**WORK INSTRUCTIONS**
Please restate the data that follows, leaving every word in place.

**PROVIDED MATERIAL**
--- START ---

PR #167, opened 2015-10-21
BZ-1273109 - BPM cluster: Job executor fails with NPE while

mswiderski:
this PR enables efficient and reliable job status checks within cluster. Since all the commands/jobs are executed asynchronously (via processes and jbpm executor) they might be executed on any cluster member. Thus when running clustered environment default map based cache did not work properly when request for checking job status was sent to other instance then the job was actually executed.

--- END ---

**SOLUTION BELOW**
PR #167, opened 2015-10-21
BZ-1273109 - BPM cluster: Job executor fails with NPE while

mswiderski:
this PR enables efficient and reliable job status checks within cluster. Since all the commands/jobs are executed asynchronously (via processes and jbpm executor) they might be executed on any cluster member. Thus when running clustered environment default map based cache did not work properly when request for checking job status was sent to other instance then the job was actually executed.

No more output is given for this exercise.